> [WHAT NEEDS TO BE DONE]: If a line in the data below contains the word "length", copy it out.
--- START ---
PR #57, opened 2024-04-15
XIVY-11980 implement variable search

ivy-lgi:
search

### DIFF
--- a/packages/new-editor/src/utils/tree/tree.ts
+++ b/packages/new-editor/src/utils/tree/tree.ts
@@ -96,7 +96,7 @@ export const treeGlobalFilter = <TNode extends TreeNode<TNode>>(data: Array<TNod
       return true;
     }
   }
-  const node = nodesOnPath[nodesOnPath.length - 1];
+  const node = nodesOnPath.at(-1);
   if (node) {
     return node.value.toLowerCase().includes(filterValue);
   }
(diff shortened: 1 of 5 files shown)


weissreto (approved):
👍

packages/new-editor/src/utils/tree/tree.ts
```diff
@@ -79,3 +80,25 @@ const toTreePath = (rowId: string) => {
...
+
+export const treeGlobalFilter = <TNode extends TreeNode<TNode>>(data: Array<TNode>, path: TreePath, filterValue: string) => {
+  filterValue = filterValue.toLowerCase();
+  const nodesOnPath = getNodesOnPath(data, path);
+  for (const node of nodesOnPath) {
+    if (node?.name.toLowerCase().includes(filterValue)) {
+      return true;
+    }
+  }
+  const node = nodesOnPath[nodesOnPath.length - 1];
```
ivy-lli, line 99: if you want the last element of an array you can also do nodesOnPath.at(-1)

ivy-lli (commented):
Why did you need to implement your own filter function?
Not that it is wrong, but as far as I tested it, the default filter function is looking for all columns and is case insensitive.
Or am I wrong?

ivy-lli:
Ah, hmm...
Yes, interesting thought. Not 100% sure if this is for everyone useful, but can also not pretend otherwise.
I think we need to test this first with maybe a very large variable.yaml :)
Maybe we could later also add a setting to change this filter behavior.

Let it like that, then we can get user feedback 👍

ivy-lli (approved):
--- END ---
> [RESPONSE AREA]:
-  const node = nodesOnPath[nodesOnPath.length - 1];
+  const node = nodesOnPath[nodesOnPath.length - 1];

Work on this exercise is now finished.